Ce Fouquier Tinville de la bien pensance a oublié les heures les plus sombres mais s’alarme et regrette: ses sorties de route volontaires, et de plus en plus scandaleuses, ne provoquent pas le rejet pur et simple qu’elles auraient suscité il y a encore quelques mois ! Ses petites horreurs égoïstes sont désormais recevables.(…) en toute impunité. Vivement la guillotine pour ceux qui pensent mal ?

Il parait qu’il fait plus fort que Marine Le Pen (suivez l’intention): Ainsi, l’homme qui s’était battu contre les dictatures du monde entier a tranquillement qualifié les réfugiés syriens de « déserteurs », voire de « complices », par abandon de poste, de l’avancée des bouchers de Daesh.

Dans cette vidéo,(ICI) vous trouverez un Robert Ménard pugnace, en but avec le représentant affligeant de « Terre d’asile » et deux journalistes biens pensants. Aucune interrogation sur le fait que c’est justement parce que Robert Ménard est parfaitement éclairé sur la question des réfugiés qu’il peut lui, le dire ! Oui, et c’est une évidence, ces hommes sont venus de Turquie, du Liban et avaient quitté la Syrie et l’Irak depuis bien longtemps, ils ne sont rien d’autres que des « déserteurs » alors même que des femmes syriennes, irakiennes, yazidies, chrétiennes, kurdes et même musulmanes, ont fait le choix de se battre les armes à la main. C’est quoi un clandestin qui n’était pas en danger en Turquie et qui fuit au lieu de prendre les armes chez lui, dans son pays? Les parents d’Aylan vivaient en Turquie depuis 4 ans. Ils n’étaient pas en danger. Aylan est mort et l’exploitation de sa mort est terrible, c’est une saloperie commise par des journalistes, aux ordres de qui ?

Monsieur Olivier Picard a une conception du courage plus proche de la mentalité des journalistes en 1940 que de celle des résistants « fuyant » à Londres, souvent seuls, pour établir les premiers embryons de la Résistance.

À sa démonstration il y ajoute la suspicion, une figure de la rhétorique classique communiste, façon stalinienne:

Il a vu, nous dit-il, des milliers de réfugiés crier « Allah Akbar » sur les quais de Budapest. Vu de ses yeux vu ? Non, à la télé… Pas de chance : la reporter de « L’Obs », Doan Bui, également présente sur le plateau de France 3, y était, elle, sur les quais de Budapest, et elle n’a pas entendu de tels cris résonner dans la gare… 

Il se trouve qu’il y a effectivement des vidéos qui démontrent que des Allah Akbar ont été proférés. Sa correspondante n’a rien entendu ! Auquel cas, il faudrait l’équiper en urgence d’un sonotone !

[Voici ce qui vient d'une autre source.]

PR #568, opened 2020-07-16
Jashton/serializer attribute analyzer

JeffAshton:
Makes sure that `ExternalSerializer` : `ITrySerializer`

```
	[Serializer( typeof( ExternalSerializer ) )]
	public sealed class External { }
	public sealed class ExternalSerializer : ITrySerializer { }
```

### DIFF
--- a/src/D2L.CodeStyle.Analyzers/ApiUsage/Serialization/SerializerAttributeAnalyzer.cs
+++ b/src/D2L.CodeStyle.Analyzers/ApiUsage/Serialization/SerializerAttributeAnalyzer.cs
@@ -1,0 +1,122 @@
+﻿using System.Collections.Immutable;
+using System.Linq;
+using D2L.CodeStyle.Analyzers.Extensions;
+using Microsoft.CodeAnalysis;
+using Microsoft.CodeAnalysis.CSharp;
+using Microsoft.CodeAnalysis.CSharp.Syntax;
+using Microsoft.CodeAnalysis.Diagnostics;
+
+namespace D2L.CodeStyle.Analyzers.ApiUsage.Serialization {
+
+	[DiagnosticAnalyzer( LanguageNames.CSharp )]
+	internal sealed class SerializerAttributeAnalyzer : DiagnosticAnalyzer {
+
+		private static readonly SymbolDisplayFormat TypeDisplayFormat = new SymbolDisplayFormat(
+				memberOptions: SymbolDisplayMemberOptions.IncludeContainingType,
+				localOptions: SymbolDisplayLocalOptions.IncludeType,
+				typeQualificationStyle: SymbolDisplayTypeQualificationStyle.NameAndContainingTypesAndNamespaces
+			);
+
+		private const string SerializerAttributeFullName = "D2L.LP.Serialization.SerializerAttribute";
+		private const string ITrySerializerFullName = "D2L.LP.Serialization.ITrySerializer";
+
+		public override ImmutableArray<DiagnosticDescriptor> SupportedDiagnostics => ImmutableArray.Create(
+			Diagnostics.InvalidSerializerType
+		);
+
+		public override void Initialize( AnalysisContext context ) {
+			context.EnableConcurrentExecution();
+			context.RegisterCompilationStartAction( RegisterScopeBuilderAnalyzer );
+		}
+
+		private void RegisterScopeBuilderAnalyzer( CompilationStartAnalysisContext context ) {
+
+			Compilation comp = context.Compilation;
+			if( !comp.TryGetTypeByMetadataName( SerializerAttributeFullName, out INamedTypeSymbol serializerAttributeType ) ) {
+				return;
+			}
+			if( !comp.TryGetTypeByMetadataName( ITrySerializerFullName, out INamedTypeSymbol trySerializerType ) ) {
+				return;
+			}
+
+			context.RegisterSyntaxNodeAction(
+					c => AnalyzeAttributeSyntax(
+						c,
+						(AttributeSyntax)c.Node,
+						serializerAttributeType,
+						trySerializerType
+					),
+					SyntaxKind.Attribute
+				);
+		}
+
+		private void AnalyzeAttributeSyntax(
+				SyntaxNodeAnalysisContext context,
+				AttributeSyntax attributeSyntax,
+				INamedTypeSymbol serializerAttributeType,
+				INamedTypeSymbol trySerializerType
+			) {
+
+			SemanticModel model = context.SemanticModel;
+			if( !IsAttributeOfType( model, attributeSyntax, serializerAttributeType ) ) {
+				return;
+			}
+
+
+			AttributeArgumentSyntax typeArgumentSyntax = attributeSyntax.ArgumentList.Arguments[ 0 ];
+			if( !( typeArgumentSyntax.Expression is TypeOfExpressionSyntax typeofSyntax ) ) {
+
+				ReportInvalidSerializerType(
+						context,
+						typeArgumentSyntax,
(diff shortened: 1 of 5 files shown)


src/D2L.CodeStyle.Analyzers/ApiUsage/Serialization/SerializerAttributeAnalyzer.cs
```diff
@@ -0,0 +1,121 @@
...
+				INamedTypeSymbol serializerAttributeType,
+				INamedTypeSymbol trySerializerType
+			) {
+
+			SemanticModel model = context.SemanticModel;
+			if( !IsAttributeOfType( model, attributeSyntax, serializerAttributeType ) ) {
+				return;
+			}
+
+			AttributeArgumentSyntax typeArgumentSyntax = attributeSyntax.ArgumentList.Arguments[ 0 ];
```
mthjones: I believe this would crash the analyzer if an attempt was made to compile without specifying args (which would also fail to compile, at least with the current definition, but I believe analyzers will run first).

Consider handling this with some null propagation and `.FirstOrDefault()`.

```suggestion
			AttributeArgumentSyntax typeArgumentSyntax = attributeSyntax.ArgumentList?.Arguments?.FirstOrDefault();
			if( typeArgumentSyntax is null ) {
			    // compilation will fail
			    return;
			}
```

(and test cases for `[Serializer]` and `[Serializer()]`)

src/D2L.CodeStyle.Analyzers/ApiUsage/Serialization/SerializerAttributeAnalyzer.cs
```diff
@@ -0,0 +1,121 @@
...
+
+				ReportInvalidSerializerType(
+						context,
+						typeArgumentSyntax,
+						messageArg: typeArgumentSyntax.Expression.ToString()
+					);
+				return;
+			}
+
+			ITypeSymbol serializerType = model.GetTypeInfo( typeofSyntax.Type ).Type;
```
mthjones, line 81: Potential NRE if the type doesn't exist in the model. Consider handling null here as well.

```suggestion
			ITypeSymbol serializerType = model.GetTypeInfo( typeofSyntax.Type )?.Type;
			if( serializerType is null ) {
				// compilation will fail
			    return;
			}
```

tests/D2L.CodeStyle.Analyzers.Test/Specs/SerializerAttributeAnalyzer.cs
```diff
@@ -0,0 +1,39 @@
...
+	[Serializer( /* InvalidSerializerType(System.String) */ typeof( string ) /**/ )]
+	public sealed class InvalidSerializerType { }
+
+	[Serializer( /* InvalidSerializerType(null) */ null /**/ )]
+	public sealed class NullSerializerType { }
+
+	[Serializer( /* InvalidSerializerType(123) */ 123 /**/ )]
+	public sealed class InvalidSerializerTypeArgument { }
+
+	[Serializer( )]
```
mthjones, line 34: Could you add a case for `[Serializer]` as well? It might produce an NRE on accessing `.ArgumentList`.

src/D2L.CodeStyle.Analyzers/ApiUsage/Serialization/SerializerAttributeAnalyzer.cs
mthjones: Oops, this was already resolved.

JeffAshton:
> Seems good to me overall. I'm a bit curious why we're defining our own attributes instead of using `ISerializable`/`[Serializable]`, but that's tangential to the analyzer impl.

This is the `D2L.LP.Serialization` framework DJ wrote that does Json & Xml:

https://code.d2l.dev/#D2L.LP/LP/Serialization/Reflection/SerializerAttribute.cs,a906af49a592fd8e,references

This is the custom version of `[ReflectionSerializer]`

tests/D2L.CodeStyle.Analyzers.Test/Specs/SerializerAttributeAnalyzer.cs
JeffAshton: Good catch.  `ArgumentList` is `null` in this case

src/D2L.CodeStyle.Analyzers/ApiUsage/Serialization/SerializerAttributeAnalyzer.cs
```diff
@@ -0,0 +1,131 @@
...
+		public override void Initialize( AnalysisContext context ) {
+			context.EnableConcurrentExecution();
+			context.RegisterCompilationStartAction( RegisterScopeBuilderAnalyzer );
+		}
+
+		private void RegisterScopeBuilderAnalyzer( CompilationStartAnalysisContext context ) {
+
+			Compilation comp = context.Compilation;
+			if( !comp.TryGetTypeByMetadataName( SerializerAttributeFullName, out INamedTypeSymbol serializerAttributeType ) ) {
+				return;
```
j3parker, line 36: good stuff

src/D2L.CodeStyle.Analyzers/ApiUsage/Serialization/SerializerAttributeAnalyzer.cs
mthjones: Ah, you're right, my bad. Seems like it's the `Type` itself that would be null then, which would NRE below in `serializerType.AllInterfaces`. Adding a test case for it would be good.

https://github.com/dotnet/roslyn/blob/e704ca635bd6de70a0250e34c4567c7a28fa9f6d/src/Compilers/CSharp/Portable/Compilation/TypeInfo.cs#L13

tests/D2L.CodeStyle.Analyzers.Test/Specs/SerializerAttributeAnalyzer.cs
```diff
@@ -0,0 +1,47 @@
...
+	[Serializer()]
+	public sealed class IncompleteAttribute_WithParentheses { }
+
+	[System.ComponentModel.Category( "Not related" )]
+	public sealed class RandomAttribute { }
+
+	[Invalid]
+	public sealed class InvalidAttribute { }
+
+	[]
```
JeffAshton, line 45: This broke hard

JeffAshton: But fixed now

src/D2L.CodeStyle.Analyzers/Extensions/Microsoft.CodeAnalysis.CSharp.Syntax.cs
```diff
@@ -33,5 +34,25 @@ internal static partial class RoslynExtensions {
 
 			return true;
 		}
+
```
JeffAshton, line 37: Going to use this in my next PR too.

src/D2L.CodeStyle.Analyzers/ApiUsage/Serialization/SerializerAttributeAnalyzer.cs
JeffAshton: Good feedback regardless.  Got me thinking about more `null` possibilities

tests/D2L.CodeStyle.Analyzers.Test/Specs/SerializerAttributeAnalyzer.cs
j3parker: It's always funky needing to handle broken code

Puis de nouveau une autre figure de rhétorique qu’est l’accablement compassionnel:

(…) triste épilogue, peu avant minuit, d’une journée particulièrement noire pour les humanistes de ce pays.

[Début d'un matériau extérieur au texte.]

PR #571, opened 2020-07-16
Adding support for ISerializer

JeffAshton:


src/D2L.CodeStyle.Analyzers/ApiUsage/Serialization/SerializerAttributeAnalyzer.cs
```diff
@@ -18,6 +19,7 @@ internal sealed class SerializerAttributeAnalyzer : DiagnosticAnalyzer {
 			);
 
 		private const string SerializerAttributeFullName = "D2L.LP.Serialization.SerializerAttribute";
+		private const string ISerializerFullName = "D2L.LP.Serialization.ISerializer";
```
JeffAshton, line 22: There is a 2nd interface used, `ITrySerializer` that gets wrapped into an `ITrySerializer`

https://search.d2l.dev/xref/lms/lp/framework/core/D2L.LP/LP/Serialization/Resolvers/Reflection/SerializerActivator.cs?r=9d051287#26

image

Vous êtes prié de sortir vos mouchoirs et de verser une larme sur ce peuple égoïste ou insouciant, basculant vers la noirceur de la bestialité. Il poursuit sur des parallèles qui sont des insultes au bon sens commun en utilisant la rhétorique de l’amalgame:

Ce n’est pas rassurant. C’est inquiétant. C’est terrible au regard de l’histoire. Aurions-nous oublié l’extraordinaire émotion collective que nous avions ressentie quand le rideau de fer s’était physiquement déchiré (…) La Hongrie, premier domino de la libération des pays de l’Est qui devient le premier domino de nouvelles murailles de barbelés. Quelle désolation !

Quelle parfaite ignominie que de comparer la libération des peuples sous le joug soviétique et celle de hisser des barrières pour éviter de se faire envahir par des clandestins furieux, prosélytes et exigeants ! Quel rapport avec l’histoire ? Aucun ! Ce sont deux faits qui n’ont aucun lien, mais qu’importe pour ce triste sire, soi-disant journaliste, puisqu’il faut culpabiliser le bon peuple, mettre au pilori les femmes et les hommes qui refusent ces diktats qui consistent à se laisser envahir par des clandestins composés à 75% d’hommes. Faudra-t-il ouvrir des bordels, si possible halal, pour que ce journaliste, qui ne voit semble-t-il,  pas plus loin que le bout de son ego, retrouve son calme et un peu de bon sens et de justesse!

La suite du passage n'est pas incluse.